Por Andrés Rosler
“Al inicio de su Prefacio al Paraíso Perdido de John Milton, C. S. Lewis (el conocido autor de las Crónicas de Narnia, que además llegó a ser profesor de literatura medieval y renacentista en Oxford) explica que: “La primera calificación para juzgar cualquier obra, desde un sacacorchos hasta una catedral, es saber qué es lo que se quiere hacer y cómo se lo quiere usar. Una vez que eso ha sido descubierto, el puritano puede decidir que el sacacorchos fue hecho para un mal propósito, y el comunista puede pensar lo mismo sobre la catedral. Pero estas cuestiones vienen después. Lo primero que hay que entender es el objeto: Ud. no puede decir nada relevante sobre ellos en la medida en que Ud. piense que el sacacorchos fue hecho para abrir latas o que la catedral fue hecha para entretener turistas”. [1]
Agregaría que exactamente lo mismo que dice Lewis sobre los sacacorchos y las catedrales vale también para los jueces. Así como todos, incluso si fuéramos puritanos o comunistas, estaríamos de acuerdo en que el propósito de un sacacorchos es precisamente sacar el corcho de la botella, y el de una catedral venerar a Dios, el propósito de un juez—particularmente el democrático—es aplicar el derecho vigente.
Hoy en día, sin embargo, prevalece la concepción según la cual los jueces deben llevar a cabo una verdadera revolución legal, agregando nuevos capítulos a una novela en cadena que precisamente consiste en los capítulos que van agregando los jueces a medida que dictan sentencia. Los jueces entonces no son jueces, sino legisladores o constituyentes, a pesar de que se trata de magistrados designados por y en un régimen democrático, en el cual se supone que los jueces no deben gobernar. Hubo una época en la cual el “gobierno de los jueces” era una de las peores cosas que se podía decir de la práctica del Poder Judicial.
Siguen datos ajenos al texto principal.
PR #422, opened 2019-04-29
Add return code to CancelGoal service response

jacobperron:
Connects to https://github.com/ros2/rcl_interfaces/issues/63

### DIFF
--- a/rcl_action/test/rcl_action/test_types.cpp
+++ b/rcl_action/test/rcl_action/test_types.cpp
@@ -67,6 +67,7 @@ TEST(TestActionTypes, test_get_zero_initialized_cancel_response)
   rcl_action_cancel_response_t cancel_response = rcl_action_get_zero_initialized_cancel_response();
   EXPECT_EQ(cancel_response.msg.goals_canceling.size, 0u);
   EXPECT_EQ(cancel_response.msg.goals_canceling.data, nullptr);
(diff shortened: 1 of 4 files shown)


dirk-thomas:
Could you use `ERROR_NONE` in more places which currently use `0`?

jacobperron:
> Could you use ERROR_NONE in more places which currently use 0?

I believe all the places I've left it as zero is because I'm testing if the message is zero initialized (regardless of what the name of the constant is). Does that make sense?

rcl_action/test/rcl_action/test_types.cpp
```diff
@@ -152,6 +155,7 @@ TEST(TestActionTypes, test_init_fini_cancel_response)
   EXPECT_EQ(ret, RCL_RET_OK);
   EXPECT_EQ(cancel_response.msg.goals_canceling.size, num_goals_canceling);
   EXPECT_NE(cancel_response.msg.goals_canceling.data, nullptr);
+  EXPECT_EQ(cancel_response.msg.return_code, 0);
```
jacobperron: I might update this one to use the constant though.

jacobperron: Done 06c8c49

jacobperron:
I've also added logic for setting the return code `GOAL_TERMINATED` in bdfb652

Tal vez la mejor ilustración de la concepción imperante hoy en día en el razonamiento judicial aparezca en un cuento de Alejandro Dolina, “Apuntes del Fútbol en Flores”, que forma parte de sus Crónicas del ángel gris:
“El colorado De Felipe era referí. Contra la opinión general que lo acreditó como un bombero de cartel, quienes lo conocieron bien juran que nunca hubo un árbitro más justo. Tal vez era demasiado justo. De Felipe no sólo evaluaba las jugadas para ver si sancionaba alguna infracción: sopesaba también las condiciones morales de los jugadores involucrados, sus historias personales, sus merecimientos deportivos y espirituales. Recién entonces decidía. Y siempre procuraría favorecer a los buenos y castigar a los canallas. Jamás iba a cobrarle un penal a un defensor decente y honrado, ni aunque el hombre tomara la pelota con las dos manos. En cambio, los jugadores pérfidos, holgazanes o alcahuetes eran penados a cada intervención. Creía que su silbato no estaba al servicio del reglamento, sino para hacer cumplir los propósitos nobles del universo. Aspiraba a un mundo mejor, donde los pibes melancólicos y soñadores salen campeones y los cancheros y los compadrones se van al descenso”. [2]
La idea de que los jueces no deben llevar a cabo una revolución legal se remonta por lo menos hasta los orígenes mismos de la concepción moderna de la democracia y del derecho, a tal punto que tanto los revolucionarios como los contrarrevolucionarios franceses estaban de acuerdo en que, como decía el General, los jueces debían ir de casa al trabajo y del trabajo a casa, es decir estaban de acuerdo en que todo razonamiento jurídico es conservador en la medida en que se dedica a aplicar un conjunto de reglas preexistentes. Es por eso que los revolucionarios no querían aplicarle el derecho vigente al rey Luis XVI y es también por eso que los contrarrevolucionarios sí querían hacerlo.
La idea de un derecho revolucionario es una contradicción en sus términos. Ciertamente, podemos hacer una revolución, pero mientras la estamos llevando a cabo nos estamos comportando ilegalmente, lo cual es precisamente el sentido de una revolución. Cuando termine nuestra revolución, sin embargo, no vamos a querer que nos hagan una revolución a nosotros y por lo tanto nosotros mismos empezaremos a conservar lo que hemos logrado. Y si quisiéramos reformar la Constitución o hacer una nueva, entonces haríamos exactamente lo mismo.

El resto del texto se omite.